John Carter Montgomery (Elizabethtown, Kentucky, November 22, 1881 – Washington, D.C., June 7, 1948) was an American equestrian who competed in the 1912 Summer Olympics.

Montgomery graduated from West Point in 1903 and was commissioned in the 7th Cavalry Regiment. In 1907, he married Virginia Lee, daughter of Major General Fitzhugh Lee. They had two sons and two daughters.

He was part of the American team, which won the bronze medal in the equestrian team event. In the individual competition, he finished ninth, and in the individual dressage competition, he finished twentieth. He was also part of the American team, which finished fourth in the team jumping competition. He also competed in the polo tournament at the 1920 Summer Olympics, winning a bronze medal.

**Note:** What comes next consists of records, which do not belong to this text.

Issue #4626, opened 2025-04-17
bindable_dataclass chained property bindings trigger forward and reverse directions


sfeltman:
### First Check

- [x] I added a very descriptive title here.
- [x] This is not a Q&A. I am sure something is wrong with NiceGUI or its documentation.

During World War I, Montgomery served with the American Expeditionary Forces in France, receiving a temporary promotion to colonel and the Distinguished Service Medal. From July 2, 1924, to March 13, 1927, he was commanding officer of the 1st Squadron, 10th Cavalry at Fort Huachuca. In 1927, Montgomery retired from military service as a lieutenant colonel. In 1929, he joined First Boston Corp, retiring in 1946 as a vice president. In 1930, Montgomery was advanced to colonel on the Army retired list.

Montgomery and his wife settled in Alexandria, Virginia after he retired from First Boston. He died at Walter Reed Hospital in Washington, D.C. and was buried at Arlington National Cemetery on June 10, 1948.